How do I capture the checkbox value from a PDF


#2

Is it a readable PDF or Image?

Have you tried to use find relative image ( or may be Image exists)


#3

I have not tried find relative object assuming that , it will not be able to identify on which box there is a tick. So what I did is I captured the complete text ans split it by “Tick” to get the actual value.


#4

So it is a readable PDF. Glad it worked.


#5

The split thing did not work. It did not capture the “tick”. Help please !


#6

Can you share your code? how exactly are you capturing the data? With the PDF open? Or reading data to a data table?
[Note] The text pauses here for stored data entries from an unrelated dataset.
PR #10499, opened 2025-02-12
@printbuffer

1ue999:
This adds a reference to the print buffer to processors (`@printbuffer`), and also changes some behaviours to allow stringbuilders to be used in logic.

If your pull request is **not** translation or serverlist-related, read the list of requirements below and check each box:

- [x] I have read the [contribution guidelines](https://github.com/Anuken/Mindustry/blob/master/CONTRIBUTING.md).
- [x] I have ensured that my code compiles, if applicable.
- [x] I have ensured that any new features in this PR function correctly in-game, if applicable.

PR #11838, opened 2026-04-05
Allow reading links from a processor

cardillan:
This PR implements this feature request: https://github.com/Anuken/Mindustry-Suggestions/issues/6160 - i.e., reading links from other processors using the `read` instruction, as if the link name was a variable name. Works even for links that aren't referenced from the code of the processor containing the link. Useful for more complex schematics, where many processors need to access the same, large set of blocks (typically, memory banks or cells).

Edit: added the ability to access linked block by index.

### DIFF
--- a/core/src/mindustry/world/blocks/logic/LogicBlock.java
+++ b/core/src/mindustry/world/blocks/logic/LogicBlock.java
@@ -608,6 +608,9 @@ public class LogicBlock extends Block{
                 }
                 if(output.constant) return;
                 output.set(ret);
+            }else{
+                int index = position.numi();
+                output.setobj(index >= 0 && index < executor.links.length ? executor.links[index] : null);
             }
         }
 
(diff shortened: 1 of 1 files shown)


1ue999:
horray, another reason to procrastinate on finally making #10499 work :)
looks good!

1ue999:
how is reading `@links` going to work?
it might be easier to just make variable reading also allow constants, which would also include links... making `sense` work with it might be a huge pain...

cardillan:
I figured you don't necessarily need `@links`. You can go from zero and once you get back a `null`, you know you're at the end of the linked block list.

Edit again: it's not that easy. `@links` is a constant value, so it is not stored with the rest of variables inside the executor, which is where the variables for remote read/write are taken from. The entire list of variables and constants is only used while compiling the code and then discarded (the `@links` variable actually resides as an `LVar` instance in individual instructions).

I could either handle `@links` specifically, which is quite ugly, but local, or I'd have to store the full list of processor's variables _and_ constants somewhere, increasing the complexity. Also, this would only provide access to processor's constants, not global constants. Should global constants be accessible via `read`?

PR #11845, opened 2026-04-07
Add server max chat message length config

Yaaty256:
Allows servers to configure the max chat message length.


Anuken:
The idea itself is fine, but until I come up with a good system of syncing server-side configs like this, I'll shelve this. Doing it with Call for every single config type is not great design.

PR #11849, opened 2026-04-08
Ability to Duplicate objective blocks in the Editor

### LINKED ISSUE #5243: Ability to Duplicate objective blocks in the Editor
### Describe the content or mechanics you are proposing.

I have no idea how to put this straight, but I'll try.
Screenshot_2024-09-28-21-39-31-282_io anuke mindustry
When making something like this, you need to add each block individually. But it would be nice if we could copy the blocks so we don't have to place each blocks, then writing it's contents again.

### Describe how you think this content will improve the game. If you're proposing new content, mention how it may add more gameplay options or how it will fill a new niche.

Make Map making faster. Ability to make Animations with Objectives faster. And improve Modding Quality with less understanding of complicated languages like Java, instead they can spend 1 hours tinkering with Objectives.

### Before making this issue, check the boxes below to confirm that you have acknowledged them.

- [X] I have checked the [Trello](https://trello.com/b/aE2tcUwF/mindustry-trello) to make sure my suggestion isn't planned or implemented in a development version.
- [X] I am familiar with all the content already in the game or have glanced at the wiki to make sure my suggestion doesn't exist in the game yet.
- [X] I have read [README.md](https://github.com/Anuken/Mindustry-Suggestions/blob/master/README.md) to make sure my idea is not listed under the "A few things you shouldn't suggest" category.

Adleanogare:
Allow the user to copy paste an objective (and all of it's content) in the map editor. 
An error message is shown if there is no previously copied objective. 
For now and for simplicity reasons, the objective is copied on the same tile as the copied objective even if it was moved.
The current implentation tracks the position of the objective to copy it, meaning you can move around one block of code after copying it, doing a modification and then pasting the code with a modification without having to click each time on the copy button. (Do not worry the method used do not create reference issue, a new objective is created each time)

The current modification : 

image

If no copied objective : 

image

Resolves Anuken/Mindustry-Suggestions/issues/5243

---


Anuken:
On mobile, the paste button shouldn't show up at all if there is nothing to copy.

On desktop, it should use Ctrl+C and Ctrl+V instead of using a button (no buttons should appear at all.)

Adleanogare:
The change were tested on pc and tests were launched again.

In case of any error, it's now "Invalid copy."
The ctrl-c copy the objective under the mouse.
The ctrl-v paste is now only pasting if the position under the mouse is valid.

I am still struggling to test on android even with the guide, I will continue to try. Thus I am still unsure about the button placement for the copy.

Adleanogare:
Everything was tested both on pc and android. I am just unsure about the UI for mobile but I implemented it in a similar way than before with the same UI choice as for creating a new block for the visibility of the button as asked.

lu69159:
It works well on PC❤️. And I have a small suggestion: why not add a box selection copy function? It would allow copying objectives within a specific area, instead of copying everything or copying one by one.

lu69159:
> It works well on PC❤️. And I have a small suggestion: why not add a box selection copy function? It would allow copying objectives within a specific area, instead of copying everything or copying one by one.

Just like holding F in-game to copy blocks.

Adleanogare:
> > It works well on PC❤️. And I have a small suggestion: why not add a box selection copy function? It would allow copying objectives within a specific area, instead of copying everything or copying one by one.
> 
> Just like holding F in-game to copy blocks.

I will check what I can do. It will take a bit of time to get the UI right after but on pc I think it can be done and I have no idea how to adapt it for the mobile version.

Anuken:
I had to remove mobile support, as it was *incredibly* broken. As soon as I started merging I ran into very serious code issues with this PR (bizarre clipboard handling, improper paste tracking, duplicates at the same position, unclear error messages...) so most of it had to be thrown out.

PR #11851, opened 2026-04-08
Improve Korean localization wording and localize hardcoded UI text

bluehyena:
## Summary
- improve awkward Korean wording, particles, and spacing in bundle_ko.properties
- translate previously untranslated Korean bundle entries
- move several hardcoded UI strings into bundle keys so they can be localized
- add the corresponding English bundle keys and Korean translations for those UI strings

Did you try capturing the image in below way (image exisits) that way robot will know which item check box is checked?


#7

I have the PDF open . For the above image , I have used Gettext. the text captured is as displayed

I was hoping it will capture the “Tick” against “Conventional”


#8

If you use the Get Text property, when you open the UiExplorer of Selector, for the check box you can see the “text” attribute.I think you can use that Value (checked or unchecked)


#9

It does not identify the check boxes.


#10

Scraping also not able to capture the “tick”


#12

It worked using Google OCR . Thanks


#13

I am not able to read checkbox value in pdf Test.pdf (7.0 KB) with Google OCR. If you are able to find, please attache the sample project which works with my PDF(Test.pdf).

Thanks in Advance.


Read Images from a scanned PDF Document
#14

One approach can be take the image of the text and the check box clicked and text and the check box not clicked. and during execution, you can load the image and see which image matches. Based on that, you can figure out if its checked on not checked.


#15

The main problem is the text value of the checkbox checked/unchecked are not the same in all scenarios as its the scanned PDF. Some times it give a value of EI, E, CI or even null in few cases.

I am a beginner and not sure if there is a solid solution to this. Is there a proper solution for this. I am kind of trying out a similar use case of reading through multiple scanned PDFs where text adjusant to the checked checkbox has to be captured.